### Exercise requirements
When the line with "Start OpenViking with" appears below, start repeating lines exactly, and keep going through the line with "So, as of the"; add nothing outside that span.

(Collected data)
----------------------------------------
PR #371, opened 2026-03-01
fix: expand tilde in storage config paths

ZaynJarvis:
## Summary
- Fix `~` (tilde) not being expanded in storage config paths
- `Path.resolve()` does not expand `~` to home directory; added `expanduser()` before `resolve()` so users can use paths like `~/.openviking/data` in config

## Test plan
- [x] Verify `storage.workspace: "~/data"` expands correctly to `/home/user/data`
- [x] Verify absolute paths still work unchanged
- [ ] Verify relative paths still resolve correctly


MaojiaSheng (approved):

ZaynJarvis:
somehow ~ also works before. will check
----------------------------------------
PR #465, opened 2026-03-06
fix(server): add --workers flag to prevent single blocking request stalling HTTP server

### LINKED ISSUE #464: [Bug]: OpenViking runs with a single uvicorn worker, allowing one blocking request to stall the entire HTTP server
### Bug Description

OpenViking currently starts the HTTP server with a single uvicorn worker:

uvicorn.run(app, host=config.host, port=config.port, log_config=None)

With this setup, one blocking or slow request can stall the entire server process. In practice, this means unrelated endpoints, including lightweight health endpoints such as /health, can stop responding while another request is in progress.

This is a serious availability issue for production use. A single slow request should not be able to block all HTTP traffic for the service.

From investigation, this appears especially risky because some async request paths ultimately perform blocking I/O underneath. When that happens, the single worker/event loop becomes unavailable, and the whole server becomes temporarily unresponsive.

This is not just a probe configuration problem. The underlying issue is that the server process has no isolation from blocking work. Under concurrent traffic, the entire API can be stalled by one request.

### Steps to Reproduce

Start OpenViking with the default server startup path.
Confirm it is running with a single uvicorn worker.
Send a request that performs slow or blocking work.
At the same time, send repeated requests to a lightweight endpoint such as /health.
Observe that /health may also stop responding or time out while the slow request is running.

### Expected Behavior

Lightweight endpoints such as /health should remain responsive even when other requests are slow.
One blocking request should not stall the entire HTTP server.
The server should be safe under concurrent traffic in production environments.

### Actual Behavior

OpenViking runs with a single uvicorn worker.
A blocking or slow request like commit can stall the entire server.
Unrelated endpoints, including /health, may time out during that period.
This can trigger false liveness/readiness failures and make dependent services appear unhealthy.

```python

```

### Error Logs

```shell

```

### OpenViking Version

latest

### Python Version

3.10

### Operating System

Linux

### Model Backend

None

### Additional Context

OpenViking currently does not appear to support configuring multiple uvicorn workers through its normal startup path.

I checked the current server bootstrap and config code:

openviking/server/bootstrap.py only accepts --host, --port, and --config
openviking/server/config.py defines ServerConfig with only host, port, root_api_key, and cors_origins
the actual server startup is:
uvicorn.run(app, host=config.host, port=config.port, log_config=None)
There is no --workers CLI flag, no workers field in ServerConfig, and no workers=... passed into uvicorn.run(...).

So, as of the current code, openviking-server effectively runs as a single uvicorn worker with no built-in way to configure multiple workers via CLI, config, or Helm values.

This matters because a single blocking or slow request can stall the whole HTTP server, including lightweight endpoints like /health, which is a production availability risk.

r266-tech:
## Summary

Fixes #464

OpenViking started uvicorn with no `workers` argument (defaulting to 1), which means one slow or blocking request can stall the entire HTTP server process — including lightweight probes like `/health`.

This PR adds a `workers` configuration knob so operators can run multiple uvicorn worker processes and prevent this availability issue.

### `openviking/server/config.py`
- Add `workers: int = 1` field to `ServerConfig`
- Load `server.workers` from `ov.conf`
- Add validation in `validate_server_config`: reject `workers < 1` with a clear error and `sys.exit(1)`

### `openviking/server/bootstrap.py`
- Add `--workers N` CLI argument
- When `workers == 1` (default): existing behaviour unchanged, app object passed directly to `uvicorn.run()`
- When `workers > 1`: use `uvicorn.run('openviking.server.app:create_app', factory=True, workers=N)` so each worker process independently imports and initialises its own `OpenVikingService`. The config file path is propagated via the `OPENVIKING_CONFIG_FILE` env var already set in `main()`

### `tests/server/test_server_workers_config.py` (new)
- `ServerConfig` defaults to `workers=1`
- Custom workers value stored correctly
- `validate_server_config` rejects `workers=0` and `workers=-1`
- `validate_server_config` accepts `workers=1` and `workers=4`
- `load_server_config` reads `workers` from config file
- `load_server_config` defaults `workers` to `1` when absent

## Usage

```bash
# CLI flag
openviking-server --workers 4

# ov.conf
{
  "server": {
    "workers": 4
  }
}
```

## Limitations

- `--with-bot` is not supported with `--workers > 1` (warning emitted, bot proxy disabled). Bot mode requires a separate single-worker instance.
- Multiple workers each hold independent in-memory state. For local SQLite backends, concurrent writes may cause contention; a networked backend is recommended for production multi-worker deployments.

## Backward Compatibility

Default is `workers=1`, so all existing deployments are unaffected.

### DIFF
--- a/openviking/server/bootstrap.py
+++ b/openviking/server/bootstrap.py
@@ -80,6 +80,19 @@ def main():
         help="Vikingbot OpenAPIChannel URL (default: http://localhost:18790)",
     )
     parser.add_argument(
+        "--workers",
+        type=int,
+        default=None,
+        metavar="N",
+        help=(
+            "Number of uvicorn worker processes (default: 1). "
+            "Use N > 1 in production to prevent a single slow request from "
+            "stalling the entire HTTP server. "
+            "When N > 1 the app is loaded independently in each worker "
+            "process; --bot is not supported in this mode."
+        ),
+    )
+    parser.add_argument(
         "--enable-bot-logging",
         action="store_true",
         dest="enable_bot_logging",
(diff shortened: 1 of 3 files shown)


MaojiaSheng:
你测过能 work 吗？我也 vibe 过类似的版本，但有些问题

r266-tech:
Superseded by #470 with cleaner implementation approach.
----------------------------------------
### Solution for this exercise
Start OpenViking with the default server startup path.
Confirm it is running with a single uvicorn worker.
Send a request that performs slow or blocking work.
At the same time, send repeated requests to a lightweight endpoint such as /health.
Observe that /health may also stop responding or time out while the slow request is running.

### Expected Behavior

Lightweight endpoints such as /health should remain responsive even when other requests are slow.
One blocking request should not stall the entire HTTP server.
The server should be safe under concurrent traffic in production environments.

### Actual Behavior

OpenViking runs with a single uvicorn worker.
A blocking or slow request like commit can stall the entire server.
Unrelated endpoints, including /health, may time out during that period.
This can trigger false liveness/readiness failures and make dependent services appear unhealthy.

```python

```

### Error Logs

```shell

```

### OpenViking Version

latest

### Python Version

3.10

### Operating System

Linux

### Model Backend

None

### Additional Context

OpenViking currently does not appear to support configuring multiple uvicorn workers through its normal startup path.

I checked the current server bootstrap and config code:

openviking/server/bootstrap.py only accepts --host, --port, and --config
openviking/server/config.py defines ServerConfig with only host, port, root_api_key, and cors_origins
the actual server startup is:
uvicorn.run(app, host=config.host, port=config.port, log_config=None)
There is no --workers CLI flag, no workers field in ServerConfig, and no workers=... passed into uvicorn.run(...).

So, as of the current code, openviking-server effectively runs as a single uvicorn worker with no built-in way to configure multiple workers via CLI, config, or Helm values.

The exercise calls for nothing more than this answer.